Responsibilities
1. Responsible for the planning, technical architecture design and R&D of the company's overall infrastructure stability platform, including but not limited to: global disaster recovery architecture design, plan drill platform, risk inspection system, change risk control system, full-link monitoring management and other stability-related product construction 2. Build infrastructure component SLI, SLO, SLA management and computing framework to help businesses sort out core SLIs and improve exception handling efficiency and collaboration capabilities 3. Lead and design stability assurance solutions and implement them in platform products, reduce collaborative costs through platform products, improve service efficiency, and achieve efficient automated and intelligent operation modes 4. Continue to follow up on the industry's cutting-edge technical solutions and combine the actual situation of ByteDance to explore the direction of stability service assurance product construction and implement applications from the perspective of technical products, and continuously improve the stability of infrastructure.
Qualifications
1. Bachelor degree or above, computer-related majors, and five years or more of work experience in related fields 2. Solid computer software foundation, familiar with Linux operating system, proficient in at least one programming language in Go/Python/Java 3. Have good architecture design and code development experience, be able to formulate disassembled and implementable goals, and be able to guide team members in technology and product design 4. Familiar with the full-link observation product system such as monitoring/alarm/log/event/trace, and have built inspection, alarm, diagnosis, plan, self-healing and other systems from 0 to 1. Candidates with one of the following conditions will be given priority: 1. Familiar with a variety of common disaster recovery architectures & recovery solutions, such as multi-active in the same city/multi-active in different locations/master-slave synchronization/backup recovery, etc.

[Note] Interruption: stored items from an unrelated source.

PR #2614, opened 2026-03-24
fix(cuda): bn254 prover perf

gaxiom:
Closes INT-6989

### DIFF
--- a/crates/continuations/src/prover/deferral/hook/mod.rs
+++ b/crates/continuations/src/prover/deferral/hook/mod.rs
@@ -5,12 +5,9 @@ use openvm_recursion_circuit::system::{AggregationSubCircuit, VerifierConfig, Ve
 use openvm_stark_backend::{
     keygen::types::{MultiStarkProvingKey, MultiStarkVerifyingKey},
     proof::Proof,
-    prover::{
-        CommittedTraceData, DeviceDataTransporter, DeviceMultiStarkProvingKey, ProverBackend,
-    },
+    prover::{CommittedTraceData, DeviceMultiStarkProvingKey, ProverBackend},
     StarkEngine, SystemParams,
 };
-#[cfg(feature = "cuda")]
 use openvm_stark_sdk::config::baby_bear_poseidon2::{BabyBearPoseidon2CpuEngine, DuplexSponge};
 use openvm_stark_sdk::config::baby_bear_poseidon2::{Digest, EF, F};
 use p3_field::{Field, PrimeField32};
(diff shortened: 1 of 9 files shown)


crates/continuations/src/prover/deferral/hook/mod.rs
```diff
@@ -105,8 +105,12 @@ impl<
             Arc::new(verifier_circuit),
             internal_recursive_dag_commit,
         ));
-        let (pk, vk) = engine.keygen(&circuit.airs());
-        let d_pk = engine.device().transport_pk_to_device(&pk);
+        let airs = circuit.airs();
+        let (pk, vk) = keygen_for_proving_backend(&engine, &airs, || {
```
jonathanpwang: why is this needed everywhere? `engine.keygen` currently internally uses cpu anyways as the default

jonathanpwang (approved):
I don't understand why `keygen_for_proving_backend` is necessary, but I will approve first so we resolve perf regression

jonathanpwang:
claude's comments are incorrect - I don't see what the cpu keygen has to do with anything?

crates/continuations/src/prover/utils.rs
```diff
@@ -10,6 +14,40 @@ pub(crate) fn debug_checks_enabled() -> bool {
     std::env::var("OPENVM_SKIP_DEBUG") != Ok(String::from("1"))
 }
 
+pub(crate) fn keygen_for_proving_backend<SC, E, Keygen>(
+    engine: &E,
+    airs: &[AirRef<SC>],
+    cpu_keygen: Keygen,
+) -> (MultiStarkProvingKey<SC>, MultiStarkVerifyingKey<SC>)
```
zlangley: This interface is kind of clunky. Is it not possible to make the engine's keygen smarter?

crates/continuations/src/prover/deferral/hook/mod.rs
gaxiom: agree, will clean this

crates/continuations/src/prover/inner/mod.rs
```diff
@@ -115,14 +113,15 @@ impl<
...
         let child_vk_pcs_data = verifier_circuit.commit_child_vk(&engine, &child_vk);
         let circuit = Arc::new(InnerCircuit::new(
             Arc::new(verifier_circuit),
             def_hook_cached_commit.map(|d| d.into()),
         ));
-        let (pk, vk) = engine.keygen(&circuit.airs());
-        let d_pk = engine.device().transport_pk_to_device(&pk);
+        let airs = circuit.airs();
+        let (pk, vk) = engine.keygen(&airs);
+        let d_pk = transport_pk(&engine, &pk);
```
zlangley: Is this functionally any different now?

Candidates with experience in disaster recovery platform construction will be given priority 2. Candidates who have a lot of thoughts on the stability and SLA guarantee system as a whole, and can use a variety of technical/operational means to ensure and improve system stability, and those with practical work experience in vertical business operation and maintenance will be given priority 3. Candidates who understand various traffic access and distribution systems, are familiar with stress testing/current limiting mechanisms, have a deep understanding and application of global Internet traffic scheduling, and are familiar with network IDC architecture will be given priority.